# Horse keeps jumping the fence



## ptvintage

So I have a bit of an unusual problem. My barn friends are laughing at me about this!

My darn horse won't stop jumping the fence. This is driving me crazy. The jumper is boarded across the street from my two thoroughbreds. In an effort to save money, I decided to put the jumper in with the thoroughbreds. 

After nailing my big gray right in the chest when introduced, she decided she didn't like it at my home barn and wanted to go back to the old barn. So the dang horse jumped the four foot+ three board fence. She proceeded to race across the street (private road, so no cars thank god), and stand next to the fence where her old buddies are. I caught her very easily, and put her back with the thoroughbreds. 

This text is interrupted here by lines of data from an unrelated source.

Issue #5868, opened 2019-11-07
Query Builder is missing FULL OUTER join type


TalonTR:
The `join()` method in `/system/database/DB_query_builder.php` limits the usable join types with the following array:
```
if (! in_array($type, ['LEFT', 'RIGHT', 'OUTER', 'INNER', 'LEFT OUTER', 'RIGHT OUTER'], true)) {
```
This is true for Codeigniter 4 as well. `FULL OUTER` is missing from this list. Is there any reason why?

Source: https://en.wikipedia.org/wiki/Join_(SQL)

narfbg:
My knowledge about this is a bit rusty, but isn't `OUTER` the same as `FULL OUTER`?

Zigi84:
`OUTER` is optional. It's mentioned in wikipedia article.
Possibly wants A\B U B\A, or A without B union B without A?

TalonTR:
> My knowledge about this is a bit rusty, but isn't OUTER the same as FULL OUTER?

No. There is no mention of an outer-only join type in the form of `SELECT * FROM a OUTER JOIN b` (aside from an IBM Informix speciality).

> OUTER is optional. It's mentioned in wikipedia article.

Exactly. `OUTER` is optional. `FULL` is not! 

Going through the valid options within the QueryBuilder Array:
* `LEFT` ist the same as `LEFT OUTER` and both is valid SQL. 
* `RIGHT` ist the same as `RIGHT OUTER` and both is valid SQL. 
* `INNER`, too, is valid SQL.
* **Its counterpart should be `FULL` (or `FULL OUTER`) - not `OUTER`.**

`OUTER` alone is no valid SQL. The `FULL` option is missing completely in QueryBuilder. 

PS:
* A full-join can be reproduced by a union of a left- and a right-join, buts thats not the point.
* The `OUTER` entry within the aforementioned array seems to be wrong, but this is also of no importance to me.

TalonTR:
I proposed a pull request for this issue: https://github.com/bcit-ci/CodeIgniter/issues/5868

TalonTR:
Is here anything missing?

narfbg:
Possibly adjustments to the docs, though I'm not sure ... Sorry about that and about the huge delay on my part, but I'm very short on real free time right now and restrictive policies at my job don't make it easy either. :/
I'll try to get back to this and other stuff in the backlog in a couple of days.

TalonTR:
[...]

PR #5881, opened 2020-01-02
Added FULL OUTER JOIN to QueryBuilder

TalonTR:
fixes https://github.com/bcit-ci/CodeIgniter/issues/5868


jamieburchell:
Does it matter that this regex now matches `FULL INNER JOIN` which is invalid?

PR #5883, opened 2020-01-08
image/webp for Image lib 

adevesa:
This changes able to use images that has image webp encoding.


narfbg:
Cool, but 'image/webp' should not be associated with 'jpeg', 'jpg' and 'jpe' filename extensions in config/mimes.php - please revert that part; the rest looks fine. 👍

adevesa:
Fixed MIMEs

PR #5886, opened 2020-01-13
The problem of input class case sensitivity is solved in Unix systems…

hhuseyincihangir:
…. - Form_validation, Cookie problems that occur in stacks like Lampp etc. installed in Unix systems.

Signed-off-by: Hasan Hüseyin CİHANGİR <hhuseyincihangir@gmail.com>

### DIFF
--- a/system/core/Common.php
+++ b/system/core/Common.php
@@ -214,7 +214,7 @@ if ( ! function_exists('is_loaded'))
 
 		if ($class !== '')
 		{
-			$_is_loaded[strtolower($class)] = $class;
+			$_is_loaded[mb_strtolower($class, 'UTF-8')] = $class;
 		}
 
 		return $_is_loaded;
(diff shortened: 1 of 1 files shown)


narfbg:
This has nothing to do with UNIX systems and certainly doesn't solve any problems related to the built-in Form Validation library or cookies.

The only potential problem this patch may solve is issues with custom class/library names written with non-Latin characters, and ... while someone may be able to present a potential case for that, it's a bad practice.

hhuseyincihangir:
If it's not a problem, why am I getting this error even though I haven't changed any standard libraries? Bitnami Lamp Stack and Xampp also have the normal httpd I get the same error. The Input class properties invoked in the form_validation library and in the cookie_helper are invoked as lowercase. It corrects when I initialize "I" in the called fields. I get the same error when I try this on a linux mint in English. Also, using "mb_strtolower" instead of "strtolower" does not mean support in more languages? Is it another problem?

narfbg:
I have absolutely no idea what you're talking about mate ... You're talking of some error, which I have never seen and makes no sense at all. Don't know what this has to do with backwards compatibility either. The only thing I can respond to is this:

> Also, using "mb_strtolower" instead of "strtolower" does not mean support in more languages?

Stock CI library names are all written in ASCII, which is what `strtolower()` handles natively. The only reason to use `mb_strolower()` instead of `strtolower()` is if the string being manipulated is not an ASCII one. The entire point of the multibyte extension (`mb_*()` function family) is to provide support for different charsets and therefore different languages too. That's all they do.

PR #5887, opened 2020-01-21
Add PDO support on Backup Utility

kornarakis:


narfbg:
Sorry, but no - this is obviously MySQL centric, which beats the entire goal of PDO; i.e. an abstraction interface that works for all databases.
On another note, you also don't need PDO with CI or any other framework that builds more abstractions on top of it. MySQLi is way better.

Issue #5879, opened 2019-12-18
Array and string offset access syntax with curly braces is deprecated


slps970093:
Array and string offset access syntax with curly braces is deprecated

`        $this->output->enable_profiler(TRUE); `

PHP Version 7.4

![圖片](https://user-images.githubusercontent.com/8385770/71050311-d6692680-217f-11ea-848f-38fc00a82dae.png)

GLedoussal:
Can reproduce with PHP 7.4. I don't understand why this is happening, they deprecated string offset access and this is just a dynamic property name. Is this a PHP bug ?

As a workaround you can replace that line with `$this->{'_compile_' . $section} = TRUE;` and change other lines using curly braces (138 and 557)

TalonTR:
I was pretty confused for some time by this, too - took my a while to figure it out. This notation actually creates a public array property `$this->_compile_` which is used as an associative array - keys from `$_available_sections`, `true` or `false` values. 
The correct notation would simply be `$this->_compile_[$section]`. The deprecated curly braces are used three times throughout the file.

TalonTR:
I created a PR: https://github.com/bcit-ci/CodeIgniter/pull/5888

TalonTR:
@narfbg wrote in https://github.com/bcit-ci/CodeIgniter/pull/5888
> Sorry, but your patch does the opposite of what it should be doing ... see 4fc777a for the correct fix.

Your fix is ok, but i´m pretty sure that you are mistaken on that. I totally understand how you arrived at this misconception, thats one of the reasons PHP deprecated this notation. The previous code `$this->_compile_{$section}` implicitly creates an array `$this->_compile` and then sets values by using $section as key.  Your fixed code now created multiple properties with different names, each concatenations of `_compile_` and `$section`. 

Nevertheless thanks for fixing this issue by removing the deprecated notation 👍

narfbg:
I'm not mistaken.

For one, we'd never name an array `_compile_`; then there's the matching `_compile_*()` method names and last but not least, [it's practicly documented](https://github.com/bcit-ci/CodeIgniter/blob/4fc777a92942eee78f72cfc86453942bc21da020/system/libraries/Profiler.php#L121).
As a side note, if I was wrong, then while the code would technically still work, simply making a notice go away is not a fix if the code doesn't do what it was intended to. :)

Props for being vigilant though.

TalonTR:
> For one, we'd never name an array _compile_

[...]

PR #5888, opened 2020-01-22
updated deprecated array access in Profiler.php

TalonTR:
https://github.com/bcit-ci/CodeIgniter/issues/5879


narfbg:
Sorry, but your patch does the opposite of what it should be doing ... see 4fc777a92942eee78f72cfc86453942bc21da020 for the correct fix.

PR #5892, opened 2020-01-27
Create Session_memcache_driver.php

andreimosman:
Memcache driver using php-memcache module instead of php-memcached


narfbg:
Support for ext/memcache was intentionally not included, sorry.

She wasted no time, and went right up to the fence and tried to jump it again. I yelled at her and she stopped. Meanwhile, team thoroughbred is huddled together, staring at this crazy horse in their field. 

I caught her, walked her around a bit, and every time I'd get near the fence, she'd try to jump it, with me standing right next to her. I eventually gave up, and put her back across the street, where she did a nose bump with her buddy, and then stood quietly, acting completely innocent.

This isn't the first time she's jumped the fence either. She jumped the fence at the boarding barn when she decided she didn't like the field she's in. I've come across her contemplating jumping the fence there as well, with her hooves up on the boards. 

Here's the little ****** getting into other mischief. She's the only horse that's ever climbed this mound of dirt. She's not allowed in this field anymore. 









I'm not sure how to get her to stop doing this. It's not possible to rip down the three board to put up taller three board fence. Has anyone had luck putting a stand of electric on the top of the fence? I'm afraid that she if tried to jump it again she'd get caught up in the electric fence. 

I think that if she gets to know team thoroughbred before going to the new pasture, she'd prefer to just hang out with them. I was hoping not to do it though because I don't want to end up paying more board money to have them over there while they all get to know each other. 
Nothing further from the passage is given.